- [Work task] Look through the entries below and count every line in which "evanshultz" appears; reply with the number only.

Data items
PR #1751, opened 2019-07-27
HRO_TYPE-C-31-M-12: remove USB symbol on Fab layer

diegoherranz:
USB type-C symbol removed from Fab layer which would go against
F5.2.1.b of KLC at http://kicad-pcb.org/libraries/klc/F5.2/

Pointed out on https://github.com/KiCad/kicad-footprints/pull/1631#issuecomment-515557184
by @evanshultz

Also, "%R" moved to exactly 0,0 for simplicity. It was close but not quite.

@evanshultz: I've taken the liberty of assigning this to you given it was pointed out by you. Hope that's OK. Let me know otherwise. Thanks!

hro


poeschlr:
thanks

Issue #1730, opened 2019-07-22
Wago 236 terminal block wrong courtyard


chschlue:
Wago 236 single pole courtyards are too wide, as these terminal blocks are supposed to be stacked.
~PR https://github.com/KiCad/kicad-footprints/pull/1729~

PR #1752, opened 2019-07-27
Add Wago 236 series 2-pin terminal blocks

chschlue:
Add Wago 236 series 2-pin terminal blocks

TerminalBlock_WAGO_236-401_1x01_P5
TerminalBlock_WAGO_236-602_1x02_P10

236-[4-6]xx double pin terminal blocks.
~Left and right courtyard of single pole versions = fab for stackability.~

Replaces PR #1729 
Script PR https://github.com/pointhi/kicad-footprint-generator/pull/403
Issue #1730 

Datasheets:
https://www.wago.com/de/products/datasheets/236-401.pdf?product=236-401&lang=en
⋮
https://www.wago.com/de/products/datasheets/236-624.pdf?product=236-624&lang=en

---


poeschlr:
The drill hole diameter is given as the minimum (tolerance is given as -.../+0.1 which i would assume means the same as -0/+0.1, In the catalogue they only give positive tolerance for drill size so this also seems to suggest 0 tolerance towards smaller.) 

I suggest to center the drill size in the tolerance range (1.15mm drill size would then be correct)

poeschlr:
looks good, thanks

- [Answer to this exercise] 2